- **YOUR GOAL**
Determine how many lines in the entries below contain the word "await". The reply is that number alone.
(LISTED RECORDS begins)
PR #416, opened 2022-02-25
feat(operator/recombine): do not combine logs before first_entry matches line

### LINKED ISSUE #415: recombine: do not combine if is_first_entry never matched
In case `is_first_entry` do not matches any log line, it will recombine full file into one log.
I would expect that `is_first_entry` flushes every line separately until it matches first line

configuration:
```
receivers:
  filelog/containers:
    include:
    - *.log
    operators:
    - type: regex_parser
      regex: '^(?P<timestamp>[^\s]+) (?P<stream>\w+) (?P<logtag>\w) (?P<message>.*)'
    - combine_field: message
      is_first_entry: $$body.message matches "^\\d{4}-\\d{1,2}-\\d{1,2}.\\d{2}:\\d{2}:\\d{2}.*"
      type: recombine
    start_at: beginning
```

logs:
```
2016-10-06T00:17:09.669794202Z stdout F non-matching line
2016-10-06T00:17:09.669794202Z stdout F another non-matching line
2016-10-06T00:17:09.669794202Z stdout F 2016-10-06T00:17:09.669794202Z matching line
```

output (shortened):
```
otelcol_1  | LogRecord #0
otelcol_1  | Body: {
otelcol_1  |      -> message: STRING(non-matching line
otelcol_1  | another non-matching line)
otelcol_1  | }
otelcol_1  | 2022-02-25T11:18:37.837Z   DEBUG   loggingexporter/logging_exporter.go:79  ResourceLog #0
otelcol_1  | Body: {
otelcol_1  |      -> message: STRING(2016-10-06T00:17:09.669794202Z matching line)
otelcol_1  | }
```

I would rather expect that `non-matching line` and `another non-matching line` as they aren't continuation of any previous log

sumo-drosiek:
Fixes #415 

do not combine logs before first_entry matches line
See attached issue for more details

### DIFF
--- a/operator/transformer/recombine/recombine.go
+++ b/operator/transformer/recombine/recombine.go
@@ -120,7 +120,6 @@ func (c *RecombineOperatorConfig) Build(logger *zap.SugaredLogger) (operator.Ope
 		ticker:              time.NewTicker(c.ForceFlushTimeout),
 		chClose:             make(chan struct{}),
 		sourceIdentifier:    c.SourceIdentifier,
-		firstLineMatched:    make(map[string]bool),
 	}, nil
 }
 
@@ -139,9 +138,6 @@ type RecombineOperator struct {
 	forceFlushTimeout   time.Duration
 	chClose             chan struct{}
 	sourceIdentifier    entry.Field
-
-	// firstLineMatched keeps information if any entry matched first line
-	firstLineMatched map[string]bool
 
 	sync.Mutex
 	batchMap map[string][]*entry.Entry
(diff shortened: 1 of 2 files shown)


operator/transformer/recombine/recombine.go
```diff
@@ -220,17 +224,26 @@ func (r *RecombineOperator) Process(ctx context.Context, e *entry.Entry) error {
...
+			// Flush the existing batch
+			err := r.flushSource(s)
+			if err != nil {
+				return err
+			}
+
+			// Add the current log to the new batch
+			r.addToBatch(ctx, e, s)
+			return nil
+		}
```
djaglowski, line 246: Do we really need to keep track of `firstLineMatched`? 

Can we just make sure never to start a batch with a partial (when matching on first line)?

```go
switch {
case matches && r.matchIndicatesFirst():
	... 
	return nil
case matches && r.matchIndicatesLast():
	... 
	return nil
case !matches && r.matchIndicatesFirst():
	if len(batchMap[s]) == 0 {
		// When matching on first entry, never batch partial first. Just emit immediately
		r.Write(context.Background(), e)
		return nil
	}
}
r.addToBatch(ctx, e, s)
```

sumo-drosiek: Yees, it's much better
Implemented :)

operator/transformer/recombine/recombine.go
```diff
@@ -231,10 +232,16 @@ func (r *RecombineOperator) Process(ctx context.Context, e *entry.Entry) error {
...
-	if matches && r.matchIndicatesLast() {
+	case matches && r.matchIndicatesLast():
+		r.addToBatch(ctx, e, s)
+		err := r.flushSource(s)
+		if err != nil {
+			return err
+		}
+		return nil
+	// When matching on first entry, never batch partial first. Just emit immediately
+	case !matches && r.matchIndicatesFirst() && len(r.batchMap[s]) == 0:
```
djaglowski, line 244: This case wound up with the exact same logic as the one above. I think in this case though, we do not need to mess with batching and flushing, and instead can just do `r.Write(context.Background(), entry)`.

I don't feel strongly about this, but at least we should deduplicate this code. Could just be:
```suggestion
	case matches && r.matchIndicatesLast():
		fallthrough
	// When matching on first entry, never batch partial first. Just emit immediately
	case !matches && r.matchIndicatesFirst() && len(r.batchMap[s]) == 0:
		r.addToBatch(ctx, e, s)
		return r.flushSource(s)
```

djaglowski (commented):
Sorry for the delayed response - on PTO last week.

This looks a lot better but I think needs one more small iteration to tidy it up.

djaglowski (approved):
LGTM. Thanks @sumo-drosiek

PR #429, opened 2022-03-10
Remove metadata operator

djaglowski:
This operator assumes that resource and attributes are flat maps.
The add operator has made it redundant anyways.


djaglowski:
The `contrib-tests` CI failure is expected because contrib attempts to import the operator.

PR #91, opened 2019-07-16
Only use redirector.astronomer.io for default Auth0 base domain

### LINKED ISSUE #78: Fix redirect_uri in Okta integration
As of now, we set the auth0 baseDomain to be `auth0.astronomer.io` by default. This causes the universal oauth `redirect_uri` to be `https://redirect.astronomer.io`, even though that should only be true if the user is leveraging the Auth0 integration.

The `redirect_uri` for the Okta integration should be the customer's default URL. I'm going to make a new `useGlobalRedirect` config that causes the `redirect_uri` to be set to the correct URL if the config is false.

ashb:
We should use the customer's houston callback directly for other Auth0
clients or for other OIDC providers.

Closes #78 

@petedejoy I did this slightly differently than in the issue report, but I think it should have the desired effect.

### DIFF
--- a/src/lib/oauth/config/index.js
+++ b/src/lib/oauth/config/index.js
@@ -23,30 +23,6 @@ export function oauthUrl() {
 }
 
 /*
- * Return full oauth redirect url.
- * @return {String} The oauth redirect url.
- */
-export function oauthRedirectUrl() {
-  const isProd = process.env.NODE_ENV === "production";
-  const { discoveryUrl: auth0Url } = providerCfg.auth0;
-  const defaultAuth0 = auth0Url === "https://astronomerio.auth0.com";
-
-  // If we're in prod with the default auth0 domain configured,
-  // return the shared redirect url. This is for the shared
-  // auth0 account that is enabled by default. Auth0 requires a list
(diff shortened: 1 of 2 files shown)


src/lib/oauth/config/index.js
```diff
@@ -146,6 +122,32 @@ function subclassClient(issuer, clientId, integration, providerName) {
...
+        // at a custom domain, the redirect won't work. To get around this,
+        // we host a well-known url to use by default.
+        if (isProd && defaultAuth0) {
+          return "https://redirect.astronomer.io";
+        }
+      }
+
+      // Otherwise return the redirect url of the installation. If a user, brings
+      // their own auth0 account, this will be used and will skip the shared url.
+      return `${houston()}/${version()}/oauth/redirect`;
```
petedejoy: So this `$houston()` just ends up being the basedomain of the Astro deployment right?

schnie: Should be `houston.baseDomain`

ashb:
@petedejoy Yeah, correct - Okta will by default use `https://houston.$basedomain/oauth/redirect` as the redirect_url

PR #94, opened 2019-07-19
Set role for Service Accounts

samblackk:
Attached to https://github.com/astronomer/astronomer/issues/364

This may need additional updates - I'm running into a `You don't have permission` GraphQL error when attempting to update the Service Worker. @ashb any insights here?


src/resolvers/mutation/create-service-account/index.js
```diff
@@ -1,5 +1,5 @@
 import fragment from "./fragment";
-import { checkPermission, serviceAccountRoleMappings } from "rbac";
```
ashb: Is `serviceAccountRoleMappings` used anywhere else now, or should we delete it?

src/resolvers/mutation/update-service-account/index.js
```diff
@@ -23,7 +24,22 @@ export default function updateServiceAccount(parent, args, ctx, info) {
...
   const where = { id: args.serviceAccountUuid };
+
+  // Get role bindings
+  const roleBindings = await ctx.db.query.roleBindings(
+    { where: { serviceAccount: where } },
+    "{ id }"
+  );
+
+  // Update the rolebinding if included in payload
+  if (data.role) {
```
ashb: I wonder if we could do this all via something like https://www.prisma.io/docs/prisma-client/basic-data-access/writing-data-JAVASCRIPT-rsc6/#nested-object-writes

samblackk: I'm not sure about this one.

src/resolvers/mutation/create-service-account/index.js
samblackk: It's used elsewhere - let's leave it.

schnie:
@samblackk you may have figured this out already but this is one of the currently weird mutations that we should refactor, but for right now I'm guessing you are hitting that `checkPermissions` and getting your error because your user does not have `${entityType}.serviceAccounts.update` permission. What role is your user?

samblackk:
@schnie I'm a SYS_ADMIN and WORKSPACE_ADMIN

Issue #77, opened 2019-06-25
Fix users query


schnie:
The `users` query is too loose now. Details to come.

petedejoy:
A few notes from our chat:
 - Refactor current users query to be a systemUsers query. Add system admin permissions here.
 - Add workspaceUsers query that requires workspaceUuid as an arg. Add workpsace admin permissions here.

ryw:
How is this going @petedejoy?

petedejoy:
Should have a pair of PRs ready for review today! Got sucked into a million other things the last 2 weeks

petedejoy:
Houston PR: https://github.com/astronomer/houston-api/pull/95
Orbit PR: https://github.com/astronomer/orbit-ui/pull/124

Will work on writing a unit test for my new Houston resolver today as well.

petedejoy:
@schnie - just pushed up the changes we talked about this afternoon. I added a third `workspaceUser` query that takes workspaceUuid and username as required args. It basically just pulls some of the functional stuff we were doing to Houston. I'm pretty stoked about how it turned out- it's much cleaner and aligns super nicely with the "a resolver for everything" GraphQL philosophy. I also have unit tests in there for all three of the new resolvers.

petedejoy:
Closing out here now that the PRs have been merged 🎉

PR #95, opened 2019-07-24
Fix users query

petedejoy:
This PR addresses the following issue: https://github.com/astronomer/houston-api/issues/77

I separated out our old, non-permission bound `users` query into two new `workspaceUsers` and `systemUsers` queries. The former is now what we use in orbit to get a user's information and requires `workspaceUuid` as an arg, meaning you can't get a user's information without a workspace Id. The `systemUsers` query is the same as our old `users` query, but with an added `system.users.list` permission.


src/resolvers/query/workspace-users/index.js
```diff
@@ -0,0 +1,21 @@
...
+export default async function workspaceUsers(parent, args, ctx, info) {
+  return ctx.db.query.users(
+    {
+      where: {
+        roleBindings_some: {
+          workspace: { id: args.workspaceUuid }
+        }
+      }
+    },
+    info ? addFragmentToInfo(info, userFragment) : info
```
schnie: @petedejoy whats going on with the ternary here? Do we need this or should it just be the `addFragmentToInfo(info, userFragment)`?

petedejoy: Good question- to be honest, I stole this chunk from the `workspaces` query. I think you're right- it should just be `addFragmentToInfo`

schnie:
@petedejoy looks like we got some merge conflicts.

@andriisoldatenko do we need to adjust anything in the CLI for this change?

petedejoy:
@schnie Just rebased up- pretty sure it was my permissions PR that we merged in yesterday :).

Also changed the permission on the new resolver to match the updated array structure.

andriisoldatenko:
@schnie on it.

andriisoldatenko:
PR https://github.com/astronomer/astro-cli/pull/259

src/schema.graphql
```diff
@@ -243,12 +243,21 @@ type Metric {
...
-  users(
+ systemUsers(
     userUuid: Uuid
     username: String
     email: String
+  ): [User] @auth(permissions: ["system.users.list"])
+
+  workspaceUsers(
+    workspaceUuid: Uuid!
   ): [User] @auth
```
schnie: @petedejoy should we add some permissions here now that we have it broken apart? Was hoping that this refactor would let us slap some permissions onto the new workspace-level queries.

petedejoy: Hm- I’m not sure. Do you foresee us limiting which roles are able to list workspace users (ie a viewer can’t see other users in the workspace)? It’s fairly well locked down asking for that workspaceUuid as a required arg as far as I can tell.

petedejoy: Hm- I’m not sure. Do you foresee us limiting which roles are able to list workspace users (ie a viewer can’t see other users in the workspace)? It’s fairly well locked down asking for that workspaceUuid as a required arg as far as I can tell.

src/resolvers/query/workspace-user/index.js
```diff
@@ -0,0 +1,25 @@
...
+import { addFragmentToInfo } from "graphql-binding";
+import { find } from "lodash";
+/*
+ * Get a single user on a workspace.
+ * @param {Object} parent The result of the parent resolver.
+ * @param {Object} args The graphql arguments.
+ * @param {Object} ctx The graphql context.
+ * @return users on this specific workspace
+ */
+export default async function workspaceUser(parent, args, ctx, info) {
```
ashb: Do we need a separate query here, or would we instead use

```
query {
    workspace($workspaceUuid) {
        users { username id }
    }
}
```

sort of thing from Orbit?

src/resolvers/query/workspace-user/index.unit.test.js
```diff
@@ -0,0 +1,48 @@
...
+    // Create vars.
+    const vars = {
+      workspaceId: casual.uuid,
+      username: casual.word
+    };
+
+    // Run the graphql mutation.
+    const res = await graphql(schema, query, null, { db }, vars);
+    expect(res.errors).toBeUndefined();
+    expect(db.query.users.mock.calls).toHaveLength(1);
```
ashb:
```suggestion
    expect(db.query.users).toHaveBeenCalled();
```

src/resolvers/query/workspace-user/index.js
```diff
@@ -0,0 +1,25 @@
...
+  const workspaceUsers = await ctx.db.query.users(
+    {
+      where: {
+        roleBindings_some: {
+          workspace: { id: args.workspaceUuid }
+        }
```
ashb:
```suggestion
        },
        username: args.username
```

Then we don't need to filter the user in JS but can let the server handle it. (I think that works)

src/resolvers/query/system-users/index.unit.test.js
```diff
@@ -13,12 +13,12 @@ const schema = makeExecutableSchema({
 
 // Define our mutation
 const query = `
-  query users(
+  query systemUsers(
```
ashb: I'm not sure what we decided with our naming convention, but my first though would be to leave this as `users` (and have `invites` as the companion top level query)

src/schema.graphql
ashb: We should filter it by _something_ otherwise any auth'd user can ask for the users of a workspace they don't belong to if they know the workspace ID (not a disaster, but not great)

 We have `workspace.invites.get` on viewer already - maybe we add a new `workspace.users.get` (`.list`?)?

src/resolvers/query/workspace-user/index.js
ashb: Maaaybe. That might be tricky to actually make work

petedejoy: This is actually how we had it to begin with- chatted with @schnie and it felt a little weird to return a list of users and find the right one every time we displayed a user config screen in Orbit.

src/resolvers/query/system-users/index.unit.test.js
schnie: Yea I've been debating the `system` prefix on these too. I think that makes sense!

ashb: Cool, let's change the global ones to be just `users` and `invites` then.

schnie: Looks like we already use `invites`. That should probably be switched to `workspaceInvites`, and use `invites` for the system level one.

ashb:
Okay so we have `workspaceInvites` that takes an email address. Should we split that out in to two `workspaceInvite` and `workspaceInvites` queries?

And we don't have any global-level `query { invite($email) }` query. We probably need that for providing the data when we click on an invite from the system level screens.

petedejoy:
Diving back in here- looks like @ashb covered all of the above changes with his commit. Is there anything else that needs to be done here?

petedejoy:
Pushed up a couple of fixes here- tested locally with the Orbit counterpart and all looks good!

Issue #100, opened 2019-08-05
Pull deploymentAddAlert mutation from updateDeployment resolver


petedejoy:
In reference to https://github.com/astronomer/astronomer/issues/394#issuecomment-518333398

We need to have a separate mutation for adding an email for alerts to a deployment. Otherwise, an error is thrown if the workspace is on a trial since updating deployment configs is not allowed for trial users.

schnie:
Orbit and Houston PRs merged!

PR #101, opened 2019-08-06
Feature/deployment update alerts

petedejoy:
Backend work for https://github.com/astronomer/houston-api/issues/100

Pulls out the logic that updates alert emails on a deployment into a separate resolver.


src/schema.graphql
```diff
@@ -370,6 +370,12 @@ type Mutation {
     sync: Boolean
   ): Deployment @auth(permissions: ["deployment.config.update"])
 
+
+  deploymentUpdateAlerts(
+    deploymentUuid: Uuid!
+    payload: JSON!
```
schnie: @petedejoy can we drop the `payload` field here and use something more strongly typed, maybe something like `[EmailAddress!]` or maybe just `[String!]` instead.

Trying to drop all usage of the `JSON` type from our schema, in favor of more strongly typed options. This should make the resolver a little simpler too.

petedejoy: Yeah I definitely agree, but this was the quickest way to get this fix out if we need it for cloud 2- all of the orbit stuff was set up to pass it as a json payload and its a little fragile. I tried to set it up to pass an array of emails as an arg and ran into a bunch of issues, but can definitely keep hacking on it.

schnie: An array of Strings would probably be good enough for now. I think we should go ahead and fix it while we're at it, since we're going to be fixing all these JSONs up before 1.0 anyway.

petedejoy: Sweet, all cleaned up on this on and the orbit PR! ✅

petedejoy:
Adjusted naming convention to match `scopeObjectVerb` here.

PR #105, opened 2019-08-14
Fix ServiceAccount bugs to do with being able to edit the roles

ashb:
- Validate the role type matches the entity type, otherwise odd things happen
- Update the role of the ServiceAccount when asked to (we didn't _actually_ change the role)
- Correctly set entityType field on ServiceAccount now roles can be set (it was null if a role other than Editor was chosen at create time)


ashb:
astronomer/orbit-ui#138 relates to this fix too.

ryw:
is this the last item before next RC @ashb?

PR #106, opened 2019-08-14
Turn async exceptions in express route handlers into 500s

ashb:
Without this if the handlers raise an async error the request will never
get a 500 but simply timeout after 30s and an UnhandledPromiseException
message logged in the server.


schnie:
@ashb should we wrap every route with this?

schnie:
@ashb modified to wrap all of our express routes, leaving the graphql route as is. Let me know if you see anything, but going to merge in now and kick off a build for v0.10.0.

ashb:
Post-hoc review: LGTM.

Issue #102, opened 2019-08-14
Workspaces query label arg doesn't work as expected


petedejoy:
When running the `workspaces` query, I'd expect it to return a single workspace given an arg (it takes `userUuid`, `workspaceUuid`, and `label`). However, if you run the query with just a specific `label` as an arg, it returns an array of all workspaces on a cluster.

@schnie we can set up some time to talk through this and figure out what the best way to tighten this up is.

petedejoy:
Update: This is also an issue with the `userUuid` arg. The resolver only uses `workspaceUuid`, so passing any string with `label` or `userUuid` results in all workspaces being returned. As far as I can tell, there are 2 ways to go about fixing this:

1. Turn this into a singular `workspace` query that takes `workspaceUuid` and/or `label` as args and returns a single workspace object.
2. Keep it as a `workspaces` query that takes `userUuid` as an arg and returns the array of workspaces a user has access to. Need to figure out how to handle permissions if we take this route- even if you're an admin on one workspace, you shouldn't be able to get the info for a workspace where you're a viewer.
3.  Some combination of the two solutions above.

PR #109, opened 2019-08-16
Clean up workspaces query

petedejoy:
This PR addresses https://github.com/astronomer/houston-api/issues/102.

We stripped the args from `workspaces`, as they didn't serve much of a purpose previously. Now, any authed user can call the query and return the list of workspaces they're a member of.

We also went ahead and removed the concept of `Groups` from the codebase, as we don't use them anywhere in the application.


schnie:
@andriisoldatenko is there anything we need to adjust in the CLI for this?

schnie:
Looks like we will prob need to rip out the args from here: https://github.com/astronomer/astro-cli/blob/master/houston/queries.go#L213-L218.

petedejoy:
@schnie Good catch! Should be fixed now.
(LISTED RECORDS ends)
- **TASK ANSWER**
3